Diversification Opportunities for Shenzhen Hifuture and Shandong Huifa
0.61 | Correlation Coefficient |
Poor diversification
The 3 months correlation between Shenzhen and Shandong is 0.61. Overlapping area represents the amount of risk that can be diversified away by holding Shenzhen Hifuture Electric and Shandong Huifa Foodstuff in the same portfolio, assuming nothing else is changed. The correlation between historical prices or returns on Shandong Huifa Foodstuff and Shenzhen Hifuture is a relative statistical measure of the degree to which these equity instruments tend to move together. The correlation coefficient measures the extent to which returns on Shenzhen Hifuture Electric are associated (or correlated) with Shandong Huifa. Values of the correlation coefficient range from -1 to +1, where. The correlation of zero (0) is possible when the price movement of Shandong Huifa Foodstuff has no effect on the direction of Shenzhen Hifuture i.e., Shenzhen Hifuture and Shandong Huifa go up and down completely randomly.

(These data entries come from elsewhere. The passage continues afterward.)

PR #11319, opened 2020-12-26
Fix copying a multiplayer room attempting to create a playlist room instead

### LINKED ISSUE #11310: Server asks for the "ends_at" value when attempting to copy a Multi room
**Describe the bug:** Right-clicking on a room to create a copy, the server returns an error asking for the "ends_at" value (which I believe is from Timeshift). ~My guess is that the server is trying to create a Timeshift lobby somehow.~

steps
error

**Logs:**
from [network.log](https://github.com/ppy/osu/files/5742205/network.log):
```
2020-12-25 16:51:36 [verbose]: Performing request osu.Game.Online.Multiplayer.CreateRoomRequest
2020-12-25 16:51:36 [verbose]: Request to https://osu.ppy.sh/api/v2/rooms failed with System.Net.WebException: UnprocessableEntity.
2020-12-25 16:51:36 [verbose]: Response was: {"error":"'ends_at' is required"}
2020-12-25 16:51:36 [verbose]: Failing request osu.Game.Online.Multiplayer.CreateRoomRequest (osu.Game.Online.API.APIException: 'ends_at' is required
2020-12-25 16:51:36 [verbose]: ---> System.Net.WebException: UnprocessableEntity
2020-12-25 16:51:36 [verbose]: --- End of inner exception stack trace ---)
```

sh30801:
Fixes #11310 by properly copying the `Category` value, as described in the issue.

### DIFF
--- a/osu.Game/Online/Rooms/Room.cs
+++ b/osu.Game/Online/Rooms/Room.cs
@@ -130,6 +130,7 @@ namespace osu.Game.Online.Rooms
         {
             RoomID.Value = other.RoomID.Value;
             Name.Value = other.Name.Value;
+            Category.Value = other.Category.Value;
 
             if (other.Host.Value != null && Host.Value?.Id != other.Host.Value.Id)
                 Host.Value = other.Host.Value;
--- a/osu.Game/Online/Rooms/Room.cs
+++ b/osu.Game/Online/Rooms/Room.cs
@@ -130,7 +130,9 @@ namespace osu.Game.Online.Rooms
         {
             RoomID.Value = other.RoomID.Value;
             Name.Value = other.Name.Value;
-            Category.Value = other.Category.Value;
+
+            if (other.Category.Value != RoomCategory.Spotlight)
+                Category.Value = other.Category.Value;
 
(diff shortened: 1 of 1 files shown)


peppy:
Not sure how useful copying a multiplayer room is, but let's fix this for now.

peppy (dismissed):

peppy:
Actually, I think this may have been left out to avoid room creation with spotlight category. We may want to add a safe-guard against this.

bdach:
Yeah that was what I was slightly worried about which is not why I hadn't done this myself; `CopyFrom` is called both from the UI operation and a few internal places. Might be safer to do this somewhere closer to the origin of the former.

bdach (approved):
looks to be working correctly

bdach:
@Neuheit For future reference we don't really use that (js-like?) commit message format you did. Just a normal message is fine. The diff speaks by itself as to where the change was, and somewhat what the fix was; elaborating can be always done after the commit subject, after a blank line, as is the standard.

Neuheit:
Understood, thank you!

Pair Corralation between Shenzhen Hifuture and Shandong Huifa
Assuming the 90 days trading horizon Shenzhen Hifuture Electric is expected to under-perform the Shandong Huifa. But the stock apears to be less risky and, when comparing its historical volatility, Shenzhen Hifuture Electric is 1.08 times less risky than Shandong Huifa. The stock trades about -0.02 of its potential returns per unit of risk. The Shandong Huifa Foodstuff is currently generating about 0.02 of returns per unit of risk over similar time horizon. If you would invest 1,651 in Shandong Huifa Foodstuff on September 14, 2024 and sell it today you would lose (50.00) from holding Shandong Huifa Foodstuff or give up 3.03% of portfolio value over 90 days.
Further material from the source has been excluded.